═════ Data for this exercise

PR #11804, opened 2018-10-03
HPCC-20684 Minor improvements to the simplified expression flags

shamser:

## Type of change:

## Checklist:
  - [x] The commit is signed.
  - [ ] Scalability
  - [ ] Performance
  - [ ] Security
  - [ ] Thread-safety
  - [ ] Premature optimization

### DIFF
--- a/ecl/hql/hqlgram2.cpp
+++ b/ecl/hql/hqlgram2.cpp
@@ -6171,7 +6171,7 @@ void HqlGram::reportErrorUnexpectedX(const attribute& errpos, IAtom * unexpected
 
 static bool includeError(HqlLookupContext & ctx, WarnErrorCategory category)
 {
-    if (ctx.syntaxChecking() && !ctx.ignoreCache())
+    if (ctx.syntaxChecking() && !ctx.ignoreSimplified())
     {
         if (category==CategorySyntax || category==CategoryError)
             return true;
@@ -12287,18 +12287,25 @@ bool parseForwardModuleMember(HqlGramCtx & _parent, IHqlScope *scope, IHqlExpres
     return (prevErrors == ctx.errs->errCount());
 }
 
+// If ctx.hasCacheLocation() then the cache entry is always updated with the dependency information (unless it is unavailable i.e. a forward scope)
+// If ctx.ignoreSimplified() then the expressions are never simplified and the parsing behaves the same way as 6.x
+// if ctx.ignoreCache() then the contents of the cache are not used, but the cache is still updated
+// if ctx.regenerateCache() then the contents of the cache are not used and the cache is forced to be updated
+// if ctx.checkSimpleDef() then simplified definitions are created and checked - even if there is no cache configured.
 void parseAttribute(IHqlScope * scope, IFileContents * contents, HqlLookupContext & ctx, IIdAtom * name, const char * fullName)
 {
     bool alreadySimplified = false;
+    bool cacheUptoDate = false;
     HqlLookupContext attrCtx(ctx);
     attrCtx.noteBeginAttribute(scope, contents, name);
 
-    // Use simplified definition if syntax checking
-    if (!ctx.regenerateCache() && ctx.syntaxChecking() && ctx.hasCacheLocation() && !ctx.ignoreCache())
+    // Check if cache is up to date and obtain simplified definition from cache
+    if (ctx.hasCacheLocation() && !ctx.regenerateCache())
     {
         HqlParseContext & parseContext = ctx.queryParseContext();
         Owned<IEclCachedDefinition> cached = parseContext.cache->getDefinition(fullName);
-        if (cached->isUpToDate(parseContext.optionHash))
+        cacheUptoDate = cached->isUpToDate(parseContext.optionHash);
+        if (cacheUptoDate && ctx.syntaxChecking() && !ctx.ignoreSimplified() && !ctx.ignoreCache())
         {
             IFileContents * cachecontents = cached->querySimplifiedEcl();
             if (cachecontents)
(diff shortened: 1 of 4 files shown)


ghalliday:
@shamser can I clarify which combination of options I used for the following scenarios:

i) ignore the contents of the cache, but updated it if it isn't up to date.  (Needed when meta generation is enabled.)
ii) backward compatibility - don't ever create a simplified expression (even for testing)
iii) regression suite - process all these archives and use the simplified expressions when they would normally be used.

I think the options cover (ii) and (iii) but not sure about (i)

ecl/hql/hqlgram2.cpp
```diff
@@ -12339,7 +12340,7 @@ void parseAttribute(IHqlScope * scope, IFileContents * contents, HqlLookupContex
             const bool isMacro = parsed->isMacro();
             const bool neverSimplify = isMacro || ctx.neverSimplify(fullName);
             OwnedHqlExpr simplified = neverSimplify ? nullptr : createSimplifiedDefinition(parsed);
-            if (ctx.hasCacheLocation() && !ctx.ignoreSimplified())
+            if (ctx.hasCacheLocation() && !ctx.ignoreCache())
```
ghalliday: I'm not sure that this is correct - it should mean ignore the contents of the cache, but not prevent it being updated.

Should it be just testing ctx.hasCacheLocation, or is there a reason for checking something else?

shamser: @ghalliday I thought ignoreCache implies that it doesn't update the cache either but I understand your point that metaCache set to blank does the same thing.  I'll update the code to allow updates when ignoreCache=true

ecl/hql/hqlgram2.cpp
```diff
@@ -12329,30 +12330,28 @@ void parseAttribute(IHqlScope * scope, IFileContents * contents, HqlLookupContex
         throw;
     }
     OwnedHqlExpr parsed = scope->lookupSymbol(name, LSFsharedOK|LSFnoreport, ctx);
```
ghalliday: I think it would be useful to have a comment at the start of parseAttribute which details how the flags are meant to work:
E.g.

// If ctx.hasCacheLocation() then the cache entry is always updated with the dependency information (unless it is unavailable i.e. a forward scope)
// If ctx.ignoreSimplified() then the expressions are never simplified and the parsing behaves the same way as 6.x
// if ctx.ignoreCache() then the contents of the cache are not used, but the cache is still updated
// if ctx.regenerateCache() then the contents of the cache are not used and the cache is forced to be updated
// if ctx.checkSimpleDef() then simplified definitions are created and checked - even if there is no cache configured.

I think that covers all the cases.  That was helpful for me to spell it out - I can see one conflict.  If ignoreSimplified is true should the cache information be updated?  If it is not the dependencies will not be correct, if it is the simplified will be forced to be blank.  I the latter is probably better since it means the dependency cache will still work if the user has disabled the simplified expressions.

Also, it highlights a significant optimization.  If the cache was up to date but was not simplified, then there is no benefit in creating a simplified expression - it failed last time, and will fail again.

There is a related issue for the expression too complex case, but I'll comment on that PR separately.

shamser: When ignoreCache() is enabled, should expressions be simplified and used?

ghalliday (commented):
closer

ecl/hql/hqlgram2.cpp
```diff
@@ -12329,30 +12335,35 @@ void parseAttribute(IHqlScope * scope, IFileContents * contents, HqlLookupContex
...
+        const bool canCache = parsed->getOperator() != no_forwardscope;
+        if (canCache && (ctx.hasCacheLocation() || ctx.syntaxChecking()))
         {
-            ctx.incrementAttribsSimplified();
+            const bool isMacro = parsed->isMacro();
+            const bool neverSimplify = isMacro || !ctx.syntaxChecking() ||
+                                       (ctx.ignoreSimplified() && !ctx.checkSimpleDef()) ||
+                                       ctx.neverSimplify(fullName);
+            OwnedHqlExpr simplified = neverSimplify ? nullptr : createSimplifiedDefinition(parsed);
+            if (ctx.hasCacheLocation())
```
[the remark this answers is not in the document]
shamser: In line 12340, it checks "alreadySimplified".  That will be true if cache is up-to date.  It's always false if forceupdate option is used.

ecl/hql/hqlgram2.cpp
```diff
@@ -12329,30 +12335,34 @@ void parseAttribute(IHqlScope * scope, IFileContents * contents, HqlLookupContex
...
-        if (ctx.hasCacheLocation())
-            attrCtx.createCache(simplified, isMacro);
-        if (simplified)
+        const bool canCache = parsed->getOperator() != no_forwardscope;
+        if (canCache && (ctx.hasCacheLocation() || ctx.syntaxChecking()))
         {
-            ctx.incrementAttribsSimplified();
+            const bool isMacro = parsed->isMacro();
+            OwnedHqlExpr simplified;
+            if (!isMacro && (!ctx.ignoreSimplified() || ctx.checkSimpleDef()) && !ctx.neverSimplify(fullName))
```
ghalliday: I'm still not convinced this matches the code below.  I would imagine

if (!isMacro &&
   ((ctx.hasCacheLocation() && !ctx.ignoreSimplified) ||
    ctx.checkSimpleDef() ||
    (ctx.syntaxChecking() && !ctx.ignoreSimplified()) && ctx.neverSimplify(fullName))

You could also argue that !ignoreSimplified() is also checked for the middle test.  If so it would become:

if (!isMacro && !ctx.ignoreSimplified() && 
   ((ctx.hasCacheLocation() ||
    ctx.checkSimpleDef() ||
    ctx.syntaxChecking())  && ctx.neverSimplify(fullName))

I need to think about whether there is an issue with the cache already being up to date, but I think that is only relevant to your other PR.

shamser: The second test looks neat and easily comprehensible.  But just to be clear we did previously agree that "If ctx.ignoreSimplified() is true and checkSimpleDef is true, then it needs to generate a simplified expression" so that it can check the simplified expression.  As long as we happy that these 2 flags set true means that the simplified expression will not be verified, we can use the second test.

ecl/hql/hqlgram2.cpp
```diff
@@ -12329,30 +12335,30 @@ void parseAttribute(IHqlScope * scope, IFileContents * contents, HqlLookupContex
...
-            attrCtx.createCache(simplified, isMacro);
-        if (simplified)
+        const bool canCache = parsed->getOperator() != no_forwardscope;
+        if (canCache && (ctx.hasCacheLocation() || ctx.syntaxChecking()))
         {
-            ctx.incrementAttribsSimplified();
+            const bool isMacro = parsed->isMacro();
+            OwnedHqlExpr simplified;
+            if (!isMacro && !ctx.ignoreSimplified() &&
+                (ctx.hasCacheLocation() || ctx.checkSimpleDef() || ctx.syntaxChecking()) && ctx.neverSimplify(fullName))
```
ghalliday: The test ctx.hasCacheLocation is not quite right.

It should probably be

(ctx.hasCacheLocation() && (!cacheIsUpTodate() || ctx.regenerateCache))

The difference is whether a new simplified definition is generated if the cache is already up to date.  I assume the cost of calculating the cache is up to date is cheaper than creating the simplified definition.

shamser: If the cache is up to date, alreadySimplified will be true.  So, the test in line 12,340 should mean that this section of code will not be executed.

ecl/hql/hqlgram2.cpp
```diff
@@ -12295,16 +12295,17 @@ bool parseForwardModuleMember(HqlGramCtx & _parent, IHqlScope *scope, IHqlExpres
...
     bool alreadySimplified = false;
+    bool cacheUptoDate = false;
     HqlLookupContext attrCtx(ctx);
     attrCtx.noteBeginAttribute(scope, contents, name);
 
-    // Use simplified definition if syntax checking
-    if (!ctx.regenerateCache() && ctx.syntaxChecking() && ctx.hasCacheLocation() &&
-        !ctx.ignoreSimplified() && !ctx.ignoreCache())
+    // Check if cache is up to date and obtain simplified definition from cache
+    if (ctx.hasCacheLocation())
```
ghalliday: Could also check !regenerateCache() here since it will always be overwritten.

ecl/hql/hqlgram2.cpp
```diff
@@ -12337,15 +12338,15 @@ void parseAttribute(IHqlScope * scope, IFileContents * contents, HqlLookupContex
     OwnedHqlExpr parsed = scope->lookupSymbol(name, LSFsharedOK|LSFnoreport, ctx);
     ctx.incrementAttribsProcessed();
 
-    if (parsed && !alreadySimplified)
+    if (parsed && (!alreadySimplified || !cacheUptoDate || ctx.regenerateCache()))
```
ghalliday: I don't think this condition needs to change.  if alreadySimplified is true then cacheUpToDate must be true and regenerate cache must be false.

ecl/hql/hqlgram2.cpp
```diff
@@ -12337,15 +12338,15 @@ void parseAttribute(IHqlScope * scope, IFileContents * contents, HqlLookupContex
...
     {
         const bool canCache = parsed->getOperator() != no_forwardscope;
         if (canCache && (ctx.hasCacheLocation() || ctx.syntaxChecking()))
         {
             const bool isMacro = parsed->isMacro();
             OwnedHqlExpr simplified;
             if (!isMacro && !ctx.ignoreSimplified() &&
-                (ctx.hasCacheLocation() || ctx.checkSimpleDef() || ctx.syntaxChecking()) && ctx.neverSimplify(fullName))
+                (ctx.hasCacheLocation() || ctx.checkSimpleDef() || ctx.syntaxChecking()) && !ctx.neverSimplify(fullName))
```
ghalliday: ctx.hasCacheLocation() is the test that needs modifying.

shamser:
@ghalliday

══════════
═════ Data for this exercise

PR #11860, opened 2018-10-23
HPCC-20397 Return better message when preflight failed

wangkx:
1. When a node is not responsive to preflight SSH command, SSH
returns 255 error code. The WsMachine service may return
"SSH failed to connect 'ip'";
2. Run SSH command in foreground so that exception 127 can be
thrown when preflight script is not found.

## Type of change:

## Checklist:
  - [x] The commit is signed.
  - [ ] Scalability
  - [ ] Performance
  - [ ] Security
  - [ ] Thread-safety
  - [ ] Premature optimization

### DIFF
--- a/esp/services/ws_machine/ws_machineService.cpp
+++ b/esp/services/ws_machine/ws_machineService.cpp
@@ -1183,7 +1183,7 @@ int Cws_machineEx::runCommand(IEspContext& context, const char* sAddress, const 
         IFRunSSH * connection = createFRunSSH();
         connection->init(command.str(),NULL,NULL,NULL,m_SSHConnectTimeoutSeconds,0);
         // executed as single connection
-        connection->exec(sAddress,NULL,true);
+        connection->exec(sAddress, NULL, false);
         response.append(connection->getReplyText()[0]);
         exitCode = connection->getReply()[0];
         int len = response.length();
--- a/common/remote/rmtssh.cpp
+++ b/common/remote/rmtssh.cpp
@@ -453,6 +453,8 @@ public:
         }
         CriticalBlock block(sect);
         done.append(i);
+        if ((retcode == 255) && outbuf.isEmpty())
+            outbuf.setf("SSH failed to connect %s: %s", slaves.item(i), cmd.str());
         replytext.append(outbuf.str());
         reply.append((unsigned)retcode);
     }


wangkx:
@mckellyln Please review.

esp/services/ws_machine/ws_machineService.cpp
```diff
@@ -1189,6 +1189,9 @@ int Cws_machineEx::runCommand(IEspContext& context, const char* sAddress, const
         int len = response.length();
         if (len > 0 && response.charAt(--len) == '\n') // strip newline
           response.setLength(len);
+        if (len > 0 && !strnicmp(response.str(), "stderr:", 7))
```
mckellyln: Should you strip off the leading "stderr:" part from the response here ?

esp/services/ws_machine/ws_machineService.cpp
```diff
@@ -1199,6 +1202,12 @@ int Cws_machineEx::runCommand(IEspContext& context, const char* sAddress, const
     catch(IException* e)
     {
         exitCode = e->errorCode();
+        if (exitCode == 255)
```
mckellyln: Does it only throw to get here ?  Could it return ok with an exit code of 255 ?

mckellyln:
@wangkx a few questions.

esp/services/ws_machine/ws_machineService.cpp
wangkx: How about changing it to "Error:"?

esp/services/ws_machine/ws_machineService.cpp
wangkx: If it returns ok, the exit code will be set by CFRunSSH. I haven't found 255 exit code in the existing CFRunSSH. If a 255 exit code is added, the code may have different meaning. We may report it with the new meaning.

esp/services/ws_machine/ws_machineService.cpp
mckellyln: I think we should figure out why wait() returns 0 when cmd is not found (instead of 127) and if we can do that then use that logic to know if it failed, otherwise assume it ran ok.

══════════

Exercise
A single number is the whole answer: please count how many lines of the records above include the string "IHqlScope".

Solution below
10